▶ _INFORMATION SHOWN_
PR #1831, opened 2024-05-25
Fix tests to make precommit.sh run on Windows

utpilla:
## Changes
- Running `precommit.sh` on Windows locally fails due to some tests
- Fixing those tests in this PR. These were missed out in #1704

### DIFF
--- a/opentelemetry-prometheus/tests/integration_test.rs
+++ b/opentelemetry-prometheus/tests/integration_test.rs
@@ -414,11 +414,10 @@ fn gather_and_compare(registry: prometheus::Registry, expected: String, name: &'
 
 ///  Returns a String which uses the platform specific new line feed character.
 fn get_platform_specific_string(input: String) -> String {
-    if cfg!(windows) {
-        input.replace('\n', "\r\n")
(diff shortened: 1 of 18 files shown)


opentelemetry-prometheus/tests/integration_test.rs
```diff
@@ -406,6 +406,7 @@ fn gather_and_compare(registry: prometheus::Registry, expected: String, name: &'
     let metric_families = registry.gather();
     encoder.encode(&metric_families, &mut output).unwrap();
 
+    let expected = get_platform_specific_string(expected);
```
lalitb, line 409: nit - should we move this normalization to immediately after the file reading? Ideally, gather_and_compare should be agnostic of platform-specific conversion.

utpilla: Since the method is gathering data from `prometheus::Registry` in its definition, we would still need a conversion for the gathered data.

lalitb (approved):

cijothomas (approved):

▶ _INSTRUCTIONS FOR THE TASK_
The records above need to be retyped exactly.

▶ _EXERCISE RESPONSE_
PR #1831, opened 2024-05-25
Fix tests to make precommit.sh run on Windows

utpilla:
## Changes
- Running `precommit.sh` on Windows locally fails due to some tests
- Fixing those tests in this PR. These were missed out in #1704

### DIFF
--- a/opentelemetry-prometheus/tests/integration_test.rs
+++ b/opentelemetry-prometheus/tests/integration_test.rs
@@ -414,11 +414,10 @@ fn gather_and_compare(registry: prometheus::Registry, expected: String, name: &'
 
 ///  Returns a String which uses the platform specific new line feed character.
 fn get_platform_specific_string(input: String) -> String {
-    if cfg!(windows) {
-        input.replace('\n', "\r\n")
(diff shortened: 1 of 18 files shown)


opentelemetry-prometheus/tests/integration_test.rs
```diff
@@ -406,6 +406,7 @@ fn gather_and_compare(registry: prometheus::Registry, expected: String, name: &'
     let metric_families = registry.gather();
     encoder.encode(&metric_families, &mut output).unwrap();
 
+    let expected = get_platform_specific_string(expected);
```
lalitb, line 409: nit - should we move this normalization to immediately after the file reading? Ideally, gather_and_compare should be agnostic of platform-specific conversion.

utpilla: Since the method is gathering data from `prometheus::Registry` in its definition, we would still need a conversion for the gathered data.

lalitb (approved):

cijothomas (approved):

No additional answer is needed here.